Scan the entries below and return each line that contains "hope".

[Data in this exercise]
=====
PR #2799, opened 2024-11-06
test: incorporate eslint-plugin-testing-library and fix reported issues

kretajak:
## Summary

Testing Library provides [Eslint plugin ](https://testing-library.com/docs/ecosystem-eslint-plugin-testing-library) which encourages to use best practices.

## Check List

- [ x] `pnpm run prettier` for formatting code and docs

### DIFF
--- a/.eslintrc.json
+++ b/.eslintrc.json
@@ -21,7 +21,8 @@
     "react-hooks",
     "import",
     "vitest",
-    "eslint-plugin-react-compiler"
+    "eslint-plugin-react-compiler",
+    "testing-library"
   ],
   "parser": "@typescript-eslint/parser",
   "parserOptions": {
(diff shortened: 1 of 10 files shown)


dai-shi:
Thanks for working on it. Definitely seems like an improvement.
As always, we need to keep things sync between zustand, jotai and valtio.
Please file PRs to two other repos.

kretajak:
> Thanks for working on it. Definitely seems like an improvement. As always, we need to keep things sync between zustand, jotai and valtio. Please file PRs to two other repos.

I have added similar PRs to `zustand` and `valtio`.

dai-shi:
Thanks!!!

https://github.com/pmndrs/zustand/pull/2844
https://github.com/pmndrs/valtio/pull/992

PR #2800, opened 2024-11-08
proposal: synchronous effects

dmaskasky:
## Summary
- Adds `atomSyncEffect` function and `SyncEffectAtom` type to the api.
- extends atom definition to support `effect` property.
- updates store.ts to support synchronous effects
- adds initial test for synchronous effect.

## Check List

### DIFF
--- a/src/vanilla.ts
+++ b/src/vanilla.ts
@@ -1,5 +1,10 @@
-export { atom } from './vanilla/atom.ts'
-export type { Atom, WritableAtom, PrimitiveAtom } from './vanilla/atom.ts'
+export { atom, atomSyncEffect } from './vanilla/atom.ts'
+export type {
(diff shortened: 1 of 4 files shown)


dai-shi:
Unfortunately, it's not my preference of the api. I will consider the capability. So, let's keep this open for a while.

dmaskasky:
I added this PR for reference only. atomEffects should be handled by jotai-effect as much as possible. Using this PR as a starting point, I hope we can find an acceptable implementation that satisfies all requirements.

dai-shi:
> I hope we can find an acceptable implementation that satisfies all requirements.

Adding a new API isn't acceptable. I haven't even started thinking about the api. Let's start with a discussion if necessary.

PR #2801, opened 2024-11-08
`atom.INTERNAL_onInit` hook to support sync effects

dmaskasky:
## Summary
1. Adds a new atom api, `atom.INTERNAL_onInit = (store: Store, atomState: AtomState) => void`.
Fires when the atomState is first created in the store for that atom.

2. Updates `store.unstable_derive` api to add a new callback param, `atomOnInit`. This is the interceptor for the `atom.unstable_onInit` api. Since getAtomState is where `atom.unstable_onInit` is called, we must add `atomOnInit` to the getAtomState params. `atomOnInit` accepts a store arg so that the current store is always passed.

## Supplemental
- adds initial test for synchronous effect

## Check List


dai-shi:
nothing is finalized yet. you are going too far.

src/vanilla/store.ts
```diff
@@ -513,11 +544,14 @@ const buildStore = (getAtomState: StoreArgs[0]): Store => {
       } else {
         r = writeAtomState(pending, a, aState, ...args) as R
       }
-      flushPending(pending)
+      flushPending(pending, !isSync)
```
dai-shi, line 547: This makes me feel like there's a bug in an edge case without this PR or we can improve something without this PR.

src/vanilla/store.ts
```diff
@@ -165,16 +165,23 @@ type Pending = readonly [
   dependents: Map<AnyAtom, Set<AnyAtom>>,
   atomStates: Map<AnyAtom, AtomState>,
   functions: Set<() => void>,
+  finalizers: Set<AnyAtom>,
```
dai-shi, line 168: I am hoping to use `functions` Set.

dmaskasky: Do we want finalization to happen after onMount is called?

dai-shi: > Do we want finalization to happen after onMount is called?

Good question. That's what I thought I should ask. onMount is basically like useEffect, which can be async. So, syncEffect should be done in advance to onMount.

(So, I even wonder if "after flushPending" is the right approach.)

dmaskasky: Good point. React doesn't differentiate between useEffect and componentDidMount. Even the order of effects will affect output.

dai-shi: Maybe we can just design store api apart from React lifecycle.
I'm fine to make `functions` an ordered list.

src/vanilla/store.ts
dmaskasky: I actually wonder if we can delete the synchronous call to flush pending.

dai-shi: can you elaborate?

dai-shi: Oh, do you mean like `if (!isSync) flushPending(pending)`? That's exactly my implication with the first comment.

dmaskasky: I mean if we remove synchronous flushPending from writeAtomState, then we should a flushPending after this line:
https://github.com/pmndrs/jotai/pull/2801/files#diff-849e7b1b832999901f65b02d61703f4e35f157d3f24387c13bf1e00e5a701dd3R617

src/vanilla/store.ts
```diff
@@ -514,10 +543,16 @@ const buildStore = (getAtomState: StoreArgs[0]): Store => {
         r = writeAtomState(pending, a, aState, ...args) as R
       }
       flushPending(pending)
+      if (!isSync) {
+        processOnChangeHandlers(pending)
+      }
```
dai-shi, line 548: This looks bad in the long term maintenance. It should be always paired.
Let's see how we can fix it before working on this PR.

src/vanilla/store.ts
dai-shi: #2804 Let's focus on it separately. If you can help it, I appreciate it. Otherwise, I'll tackle when I have time.

dai-shi: https://github.com/pmndrs/jotai/pull/2804 Let's focus on it separately. If you can help it, I appreciate it. Otherwise, I'll tackle when I have time.

dai-shi (commented):
preliminary task.

src/vanilla/store.ts
```diff
@@ -200,8 +194,11 @@ const registerBatchAtom = (
...
   if (!batch.D.has(atom)) {
     batch.D.set(atom, new Set())
-    addBatchFuncMedium(batch, () => {
-      atomState.m?.l.forEach((listener) => addBatchFuncMedium(batch, listener))
+    addBatchFunc(batch, 'H', () => {
+      atomState.m?.l.forEach(
+        (listener: (() => void) & { INTERNAL_priority?: BatchPriority }) =>
+          addBatchFunc(batch, listener.INTERNAL_priority || 'M', listener),
+      )
     })
```
dmaskasky, line 202: 1. Raise the priority of the listener insertion function so that it can insert to the high priority channel. Synchronous effects should run after recomputeDependents and before all listeners and mount hooks.
2. Determine the listener priority by reading an internal property tag on the listener.

src/vanilla/store.ts
```diff
@@ -198,8 +194,14 @@ const registerBatchAtom = (
 ) => {
   if (!batch.D.has(atom)) {
     batch.D.set(atom, new Set())
-    addBatchFunc(batch, 'M', () => {
-      atomState.m?.l.forEach((listener) => addBatchFunc(batch, 'M', listener))
+    addBatchFunc(batch, 'H', () => {
+      for (const listener of atomState.m?.l || []) {
+        let priority: BatchPriority = 'M'
+        if ('INTERNAL_priority' in listener) {
+          priority = listener.INTERNAL_priority as BatchPriority
```
dmaskasky, line 201: I couldn't think of a way to register a high priority listener without adding a new api, so I went with an `INTERNAL_priority` property on the listener function itself. I don't think we should include this in the typescript definition though, because I don't really think there's a use-case outside of sync effects.

dmaskasky: Update: I refactored this in a later commit. Now INTERNAL_onInit returns the store and the atomState. There is a new property on the atomState for registering additional event listeners.

PR #2804, opened 2024-11-10
fix: flushPending in async write

dai-shi:
We used to have `isSync` in writeAtomState to conditionally flush pending, but when I did #2463, I removed it. I thought it worked without it, but the behavior wasn't something expected. This PR introduces `isSync` again in writeAtomSync, and also in mountAtom and unmountAtom.


src/vanilla/store.ts
```diff
@@ -488,36 +488,44 @@ const buildStore = (getAtomState: StoreArgs[0]): Store => {
...
-        const prevValue = aState.v
-        const v = args[0] as V
-        setAtomStateValueOrPromise(a, aState, v)
-        mountDependencies(pending, a, aState)
-        if (!hasPrevValue || !Object.is(prevValue, aState.v)) {
-          addPendingAtom(pending, a, aState)
-          recomputeDependents(pending, a, aState)
+        if (!isSync) {
+          flushPending(pending)
         }
```
dmaskasky, line 520: Edge case: do we care if this changes the behavior a little bit for subscriber listeners?

```ts
const a = atom(0)
  console.log('before write')
  set(a, v=> v + 1)
  console.log('after write')
})
w.onMount = (setSelf) => {
  setSelf()
  console.log('after setSelf')
}
store.sub(a, () => {
  console.log('a listener fired')
})
store.sub(w, () => {})
/*
  CURRENT:
    1. 'before write'
    2. 'a listener fired'
    3. 'after write'
    4. 'after setSelf'

  NEW:
    1. 'before write'
    2. 'after write'
    3. 'after setSelf'
    4. 'a listener fired'
*/ 
```

dai-shi: Is it why the current test is failing?

Do you know how to make a failing test if we don't have `isSync`?

dmaskasky: > Is it why the current test is failing?

Yes

> Do you know how to make a failing test if we don't have `isSync`?

Thinking on this more...
I think we need to keep this synchronous call to `flushPending` in `set`. Some third-party libraries depend on this behavior, so we need some way to call all subscribers.

dmaskasky: Yes, I agree. This is better.

Hmm, it looks like atomWithObservable and atomWithStorage are not failing after all.

dai-shi (commented):
most work is done by @dmaskasky. thanks!

PR #2814, opened 2024-11-13
fix/flush pending async onmount finally

dmaskasky:
## Summary
call onMount flushPending in a finally block

## Check List


src/vanilla/store.ts
```diff
@@ -584,11 +584,13 @@ const buildStore = (
           let isSync = true
           try {
             const onUnmount = atomOnMount(atom, (...args) => {
-              const result = writeAtomState(pending, atom, ...args)
-              if (!isSync) {
-                flushPending(pending)
+              try {
+                return writeAtomState(pending, atom, ...args)
+              } finally {
```
dai-shi, line 589: What would be the technical difference? Does it mean, if `writeAtomState` throws, we still want to flush pending?

dmaskasky: Yes because some atoms could have been updated before the error was thrown.

dai-shi: Cool. That makes sense.

> some atoms could have been updated before the error was thrown

Is it too hard to add such a test?

PR #749, opened 2017-10-22
Fix #739 properly

leontastic:
Failing test output:

```
leonli:bull (master) npm test

> bull@3.3.2 pretest /Users/leonli/Documents/Dev/packages/bull
> npm run lint


> bull@3.3.2 lint /Users/leonli/Documents/Dev/packages/bull
> eslint lib test


> bull@3.3.2 test /Users/leonli/Documents/Dev/packages/bull
> NODE_ENV=test mocha



  sandboxed process
Child process exited 36222 0 null
    1) should remove exited process


  0 passing (6s)
  1 failing

  1) sandboxed process should remove exited process:

      AssertionError: expected [ 'undefined' ] to have a length of 0 but got 1
      + expected - actual

      -1
      +0

      at test/test_sandboxed_process.js:111:65
  From previous event:
      at Queue.<anonymous> (test/test_sandboxed_process.js:110:28)
      at lib/queue.js:866:13
  From previous event:
      at handleCompleted (lib/queue.js:865:40)
  From previous event:
      at Queue.processJob (lib/queue.js:896:23)
  From previous event:
      at lib/queue.js:804:12
  From previous event:
      at lib/queue.js:802:43
      at _combinedTickCallback (internal/process/next_tick.js:131:7)
      at process._tickCallback (internal/process/next_tick.js:180:9)



npm ERR! Test failed.  See above for more details.
```

PR #750, opened 2017-10-22
Failing test: Process after exit

leontastic:
This PR includes a test for processes being run sequentially after a job has been killed. It's failing right now because the same process thread is retained for queued jobs despite the previous iteration calling `process.exit()` within an async callback, causing subsequent jobs to die ungracefully and without warning. Possible solutions:
- Add a handler to restart jobs that exit in the middle of processing on a new thread
- Add a feature to kill jobs automatically upon completion, forcing a new thread to be retained every time

Depends on https://github.com/OptimalBits/bull/pull/749.

### DIFF
--- a/lib/process/child-pool.js
+++ b/lib/process/child-pool.js
@@ -5,59 +5,63 @@ var path = require('path');
 var Promise = require('bluebird');
 var _ = require('lodash');
 
-module.exports = function ChildPool() {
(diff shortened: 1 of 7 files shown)


leontastic:
@manast I think I ran into issues trying to test this change, but I couldn't find more time to work on this so I closed the PR. I will reopen if I return to this work.

PR #755, opened 2017-10-23
Supresses possible memory leak warnings

weeco:
Since many listeners can be attached when calling job.finished() Bull should set the max listeners to unlimited

Otherwise you will get possible memory leak warnings like these:

> (node:592) MaxListenersExceededWarning: Possible EventEmitter memory leak detected. 11 global:completed listeners added. Use emitter.setMaxListeners() to increase limit
> (node:592) MaxListenersExceededWarning: Possible EventEmitter memory leak detected. 11 global:failed listeners added. Use emitter.setMaxListeners() to increase limit

### DIFF
--- a/lib/queue.js
+++ b/lib/queue.js
@@ -79,6 +79,7 @@ var MAX_TIMEOUT_MS = Math.pow(2, 31) - 1; // 32 bit signed
 // Queue(name: string, url?, opts?)
 var Queue = function Queue(name, url, opts){
   var _this = this;
+  _this.setMaxListeners(0);
   if(!(this instanceof Queue)){
     return new Queue(name, url, opts);
   }


manast:
I do not feel completely comfortable suppressing this warning, since it may mask real leaks that we could have in the future. As far as I know the only way to produce this warning is by calling finished multiple times, so the use would have the chance to suppress it manually in this case. Documentation for this use case may be enough...

ritter:
I agree with @manast, I don't think Bull should be masking what could be legitimate warnings. I've not had any of these warnings since setting a higher reasonable default myself in my project, and I have over a dozen queues.

```
const EventEmitter = require( "events" );
EventEmitter.defaultMaxListeners = 20;
```

weeco:
Since I "promisified" most of my enqueued jobs I get lots of warning and it's also dynamically. It completely spams the log with these warnings. Since they are expected when one works with job.finished() I think it's mandatory to surpress them by default in that case.

What ideas do you have to make it more specific for job.finished() users?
=====
[Result of the task]
I added this PR for reference only. atomEffects should be handled by jotai-effect as much as possible. Using this PR as a starting point, I hope we can find an acceptable implementation that satisfies all requirements.
> I hope we can find an acceptable implementation that satisfies all requirements.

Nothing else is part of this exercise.